Today is Laba Festival, said the woman ticket to give me to do the Laba porridge is so bad, so sad, good-hearted acid ah, it seems that the code is really annoying drops, so I warned you technical male wake alarm, do not want me to the same, or you can only and the Code as companion ~ ~ said no Laba porridge but there is code, and you have the support of readers , so you have to continue to write down, calm down, complete the Linux kernel learning, adhere to, refueling ~
So far, we've known the Linux kernel subsystem, explored the initialization of the system, and explored the Start_kernel () function in depth, as well, it's important to understand the creation of the kernel image, and then we'll discuss the process of compiling and linking the kernel image.
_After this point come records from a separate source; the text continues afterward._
PR #2667, opened 2025-06-03
`prefer-string-replace-all`: Preserve escape

### LINKED ISSUE #2666: `rule-name`: better-regex / prefer-string-replace-all
### Description

Add an option for the quick fix, that doesn't convert unicode from codePoint into its string.

### Examples

```js
// ❌
str.replace(/\u200B/g, '')
str.replace(/\x20/g, '')

// Now they both will be fixed as:
str.replaceAll(' ​', '')
```

Sometimes, the unicode string isn't readable, so the code point is better to read.
Like the example above, the space character cannot be recognized if it deals with multiple space types.

```js
// Want an option to fix it as:
str.replaceAll(/\u200B/g, '')
```

### Additional Info

_No response_

fisker:
Fix #2666

I'm not confident with the current code, hope it won't break anything.

### DIFF
--- a/rules/prefer-string-replace-all.js
+++ b/rules/prefer-string-replace-all.js
@@ -10,7 +10,8 @@ const messages = {
 	[MESSAGE_ID_USE_STRING]: 'This pattern can be replaced with {{replacement}}.',
 };
 
-const QUOTE = '\''
+const QUOTE = '\'';
+
 function getPatternReplacement(node) {
 	if (!isRegexLiteral(node)) {
 		return;


rules/prefer-string-replace-all.js
```diff
@@ -39,10 +38,36 @@ function getPatternReplacement(node) {
...
+			if (codePoint === 10) {
+				return String.raw`\n`;
+			}
+
+			if (codePoint === 9) {
+				return String.raw`\t`;
+			}
+
+			return `\\u{${codePoint.toString(16)}}`;
+		}
```
fisker: This rewrites `\cX` to `\u{XX}`, but except `\r` `\n` `\t`.

PR #2676, opened 2025-06-12
Add `no-error-capture-stack-trace` rule

### LINKED ISSUE #2627: Rule proposal: `no-error-capture-stack-trace`
### Description

I'm not sure about other engines, but at least on Node.js if an error is subclassing `Error`, [Error.captureStackTrace()](https://developer.mozilla.org/en-US/docs/Web/JavaScript/Reference/Global_Objects/Error/captureStackTrace) is unnecessary to call. It should already done by `Error` constructor.

### Examples

```js
class MyError extends Error {
	constructor() {
		// ❌
		Error.captureStackTrace(this, MyError);
		// ❌
		Error.captureStackTrace?.(this, MyError);
		// ❌
		Error.captureStackTrace(this, this.constructor);
		// ❌
		Error.captureStackTrace?.(this, this.constructor);
		// ❌
		Error.captureStackTrace(this, new.target);
		// ❌
		Error.captureStackTrace?.(this, new.target);
	}
}
```

### Proposed rule name

no-error-capture-stack-trace

### Additional Info

_No response_

fisker:
Fixes #2627


sindresorhus:
Should it be `no-useless-error-capture-stack-trace`? Since it doesn't prevent all uses of `Error.captureStackTrace`, just ones inside error subclass.

PR #2682, opened 2025-06-13
Update ESLint and use the new `isGlobalReference` to make rule stricter

fisker:


rules/shared/builtin-errors.js
```diff
@@ -7,7 +7,6 @@ const builtinErrors = [
 	'SyntaxError',
 	'TypeError',
 	'URIError',
-	'InternalError',
```
fisker, line 10: This is non-standard https://developer.mozilla.org/en-US/docs/Web/JavaScript/Reference/Global_Objects/InternalError

kachkaev:
👋 @fisker, It’d be great to see this change released! `eslint-plugin-unicorn@59.0.1` (latest) depends on `@eslint/plugin-kit 0.2.8` which triggers https://github.com/advisories/GHSA-xffm-g5w8-qvg7.

PR #2690, opened 2025-06-22
Add more test cases for `prefer-string-raw` rule

som-sm:
This PR adds a couple of new test cases that cover the following:

- ```js
  String.raw`a = '\\'`
  ```
  This covers the following check, which is currently _not_ covered by any of the tests.
  https://github.com/sindresorhus/eslint-plugin-unicorn/blob/944cb50f138a92a4a237d6615463db29108efe45/rules/prefer-string-raw.js#L59

- ```js
   String.raw`a = 'a\\b\''`
   String.raw`a = "a\\b\""`
   ```
   These cover the `nextCharacter === quote` check in the following line, which again is _not_ currently covered.
   https://github.com/sindresorhus/eslint-plugin-unicorn/blob/944cb50f138a92a4a237d6615463db29108efe45/rules/prefer-string-raw.js#L21
   
   
- ```js
   String.raw`a = 'a\\b\"'`
   ```
   Finally, this just highlights that if the string contains unnecessarily escaped quotes (or unnecessary escapes in general), this rule would stop complaining.


som-sm:
Also, would you be open for the following refactor?

<br>

Simplifying the following:
https://github.com/sindresorhus/eslint-plugin-unicorn/blob/944cb50f138a92a4a237d6615463db29108efe45/rules/prefer-string-raw.js#L11-L32

To this:
```js
function unescapeBackslash(raw) {
	const quote = raw.charAt(0);

	return raw
		.slice(1, -1)
		.replaceAll(new RegExp(String.raw`\\([\\${quote}])`, 'g'), '$1');
}
```

fisker (approved):

PR #2691, opened 2025-06-23
`prefer-string-raw`: Add support for template literals

### LINKED ISSUE #2653: `prefer-string-raw`: Support template literals
### Description

Make sense to add it.

### Examples

```js
// ❌
`
   \\a
`

// ✅
String.raw`
   \a
`
```

### Additional Info

_No response_

som-sm:
Closes #2653


rules/prefer-string-raw.js
```diff
@@ -64,6 +61,52 @@ const create = context => {
...
+
+			if (cooked.includes(BACKSLASH)) {
+				hasBackslash = true;
+			}
+
+			if (index > 0) {
+				unescaped += '${' + context.sourceCode.getText(node.expressions[index - 1]) + '}';
+			}
+
+			unescaped += unescapedQuasi;
```
fisker: We don't need concat all the string, just save the replacements and replace `TemplateElement`s one by one later.

For example, current fix are removing spaces and comments in `expression`s.

rules/prefer-string-raw.js
```diff
@@ -64,6 +61,45 @@ const create = context => {
...
+			return;
+		}
+
+		return {
+			node,
+			messageId: MESSAGE_ID,
+			* fix(fixer) {
+				yield * fixSpaceAroundKeyword(fixer, node, context.sourceCode);
+				yield * node.quasis.map(quasi => replaceTemplateElement(fixer, quasi, quasi.value.cooked));
+				yield fixer.insertTextBefore(node, 'String.raw');
```
som-sm, line 78: The order matters over here, so the `fixSpaceAroundKeyword` fix should be before the `insertTextBefore` fix.

<br>

@fisker Is it better to do it like this instead?
```ts
* fix(fixer) {
	const quoteStart = context.sourceCode.getRange(node)[0];
	
	yield * node.quasis.map(quasi => replaceTemplateElement(fixer, quasi, quasi.value.cooked));
	yield fixer.replaceTextRange([quoteStart, quoteStart + 1], 'String.raw`');
	yield * fixSpaceAroundKeyword(fixer, node, context.sourceCode);
}
```
In this case, the order wouldn't matter.

rules/prefer-string-raw.js
som-sm: Fixed in [30ed709](https://github.com/sindresorhus/eslint-plugin-unicorn/pull/2691/commits/30ed7093dc62c010dca1dc7284f047c20db3a38b).

rules/prefer-string-raw.js
fisker: Order always matters, we don't need change to this.

test/prefer-string-raw.js
```diff
@@ -47,6 +47,53 @@ test.snapshot({
...
+		'a = `\\\\a${foo}b\\\\${foo}`',
+
+		// Tagged template expression
+		'a = String.raw`a\\\\b`',
+
+		// Slash before newline (spread into multiple lines)
+		outdent`
+			a = \`\\\\a \\
+			b\`
+		`,
```
fisker, line 77: Can you add test for 

```js
`\${`
```

and 

```js
`$\{`
```

?

rules/prefer-string-raw.js
som-sm: > Order always matters

I meant that in this specific case, the order of operations shouldn't matter. Whether we call `insertTextBefore` first and then `replaceTextRange`, or the other way around, the end result should be the same.

Consider this example:
Source:
```js
let foo = 1
```
Rule:
```js
Identifier(node) {
  if (node.name !== "foo") {
    return;
  }

  context.report({
    node,
    message: "Demo",
    fix(fixer) {
      return [
        fixer.insertTextBefore(node, "a"),
        fixer.insertTextBefore(node, "b")
      ];
    }
  });
}
```
Output:
```js
let abfoo = 1
```
So, after inserting `"a"` before `foo`, we get `afoo`. Then, inserting `"b"` again before `foo` inserts it before the original position of `foo`, pushing `"a"` forward—resulting in `abfoo`.

<br>

Now, if we reverse the order of the two inserts, the result flips to `bafoo`.

```js
return [
  fixer.insertTextBefore(node, "b"),
  fixer.insertTextBefore(node, "a")
]
```
```js
let bafoo = 1
```

<br>

However, if we use `replaceTextRange` instead of `insertTextBefore` for the `"b"` fix, then the order wouldn't matter:
```js
return [
  fixer.replaceTextRange([node.range[0], node.range[0] + 1], "bf"),
  fixer.insertTextBefore(node, "a")
]
```
```js
return [
  fixer.insertTextBefore(node, "a"),
  fixer.replaceTextRange([node.range[0], node.range[0] + 1], "bf"),
];
```
Both the above would produce the same output of `let abfoo = 1`.

<br>

Anyways, I'd keep it as-is, but did that make sense?

test/prefer-string-raw.js
som-sm: There was already a test for `\${`. Added one for `$\{` in [629191f](https://github.com/sindresorhus/eslint-plugin-unicorn/pull/2691/commits/629191f3f0a93d7d1d25ec361aa04be119ee582d).

rules/prefer-string-raw.js
```diff
@@ -64,6 +61,45 @@ const create = context => {
...
+			}
+
+			if (cooked.includes(BACKSLASH)) {
+				hasBackslash = true;
+			}
+		}
+
+		if (!hasBackslash) {
+			return;
+		}
```
fisker, line 71: The logic looks good, but I think the above can replace with `Array#some()`?

rules/prefer-string-raw.js
```diff
@@ -64,6 +61,45 @@ const create = context => {
...
+
+		return {
+			node,
+			messageId: MESSAGE_ID,
+			* fix(fixer) {
+				yield * fixSpaceAroundKeyword(fixer, node, context.sourceCode);
+				yield * node.quasis.map(quasi => replaceTemplateElement(fixer, quasi, quasi.value.cooked));
```
fisker: Let's use a for loop to avoid creating a new array, we should also skip unnecessary replacements.

som-sm: Yeah, makes sense, done in [6d81306](https://github.com/sindresorhus/eslint-plugin-unicorn/pull/2691/commits/6d81306540c492e7e6194b0e70ffd2182f742e3b).

rules/prefer-string-raw.js
som-sm: Yeah, we can replace the entire `for of` loop with this:
```js
const isFixable = node.quasis.every(({value: {raw, cooked}}) =>
	cooked.at(-1) !== BACKSLASH && unescapeBackslash(raw) === cooked,
);

const hasBackslash = node.quasis.some(quasi =>
	quasi.value.cooked.includes(BACKSLASH),
);

if (!isFixable || !hasBackslash) {
	return;
}
```
Just that it requires two loops instead of one, let me know if this makes more sense?

fisker: Yes, you are right, we need loop twice, but seems more clear/readable to me, what do you think?

[`5ef2291` (#2691)](https://github.com/sindresorhus/eslint-plugin-unicorn/pull/2691/commits/5ef2291bc66da80285541728f10e74e4295b615c)

som-sm: Yeah, LGTM!

fisker (approved):

fisker:
This one.

som-sm:
> This one.

Ok, I'm not sure if I follow, will `\r` behave any differently from other escaped characters?

If the string contains `\r`, then `raw` shouldn't be equal to `cooked` and it shouldn't complain.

So, of course, the tool chain is needed, and the toolchain contains the compiler, assembler, linker, a set of programs that create the Linux kernel image, and the chain relationship of the toolchain:
Elf binary target file
Executable elf target files include: Elf header, Program Header table (for loading sections), 1th section, section 2nd .... Section Header table (optional)
Elf header file
typedef struct elf32_hdr{ unsigned char e_ident[ei_nident];//Identify if the file is an elf file elf32_half e_type; Specify the target file type, such as executable file, relocate file, share the target file elf32_half e_machine; The architecture of the system in which the file is compiled elf32_word e_version;//version elf32_addr e_entry of the target file ; /* Entry Point * //The starting address of the program Elf32_off E_phoff; The offset of the saved Program Header table in the file is elf32_off e_shoff; Save section Header table offset in file elf32_word e_flags; stored in a particular processor-specific logo elf32_half e_ehsize; The field holds the size of the elf head elf32_half e_phentsize; Save the size of each item in the Program Header table elf32_half e_phnum; The number of table items in the program header is elf32_half e_shentsize; The size of each item in the section Header table is elf32_half e_shnum; Saves the number of items in the section header, indicating how many sections elf32_half e_shstrndx in the file ; Save index of section string in section header} ELF32_EHDR;
Section Header table
typedef struct ELF32_SHDR { elf32_word sh_name; Contains section name elf32_word sh_type; Contains the contents of the section Elf32_word sh_flags; The contents of various attributes elf32_addr sh_addr; section in memory image address elf32_off sh_offset;//Save the Elf file an offset of the initial byte in this section Elf32_word sh_size; Contains the size of the section Elf32_word sh_link; Table links indexed Elf32_word sh_info; Contains additional information Elf32_word sh_addralign; Contains the address to which the constraint elf32_word sh_entsize; The size of each item in the section} ELF32_SHDR;
Non-executable elf file section
Node |
Description |
. Data |
Initialized data |
Bss |
The data that is initialized |
. hash |
Symbol Hash List |
. Init |
Initialize Code |
. symtab |
Symbol table |
. text |
Executable instructions |
. plt |
Process link Table |
. rodata |
Read-only data |
Dynamic |
Dynamic Link Information |
Program Header table
typedef struct ELF64_PHDR { Elf64_word p_type; Describe the type of the segment Elf64_word p_flags; Elf64_off P_offset is determined by P_type ; <span style= "font-family:arial, Helvetica, Sans-serif;" > The beginning of the paragraph relative to the beginning of the file offset </span> elf64_addr p_vaddr; Segment virtual address elf64_addr p_paddr; The virtual address of the segment Elf64_xword P_filesz;//The number of bytes in this segment in the file image Elf64_xword P_memsz; The number of bytes in the memory image for that segment Elf64_xword p_align; Describes how the segment to be aligned is aligned in memory, which is a power of 2 for the entire number of times
} ELF64_PHDR;
With this information, the system function exec () and the linker work together to create a process image for the executable in memory, as follows:
- Adding segments of an executable to memory
- Load all required shared libraries
- redirect executable files and their shared objects when needed
- Handing control over to the program
So how does the kernel get compiled into binary files, and how to load memory before execution. The following will begin the introduction of the compiled kernel source code. The memory start starts from executing the real-mode assembly code in the arch/x86/boot/directory. View the arch/x86/kernel/setup_32.c file to see how the protected mode kernel obtains the information collected by the real-mode kernel. The first piece of information comes from code in INIT/MAIN.C, digging deeper init/calibrate.c can understand bogomips calibration more clearly, while Include/asm-your-arch/bugs.h contains architecture-related checks.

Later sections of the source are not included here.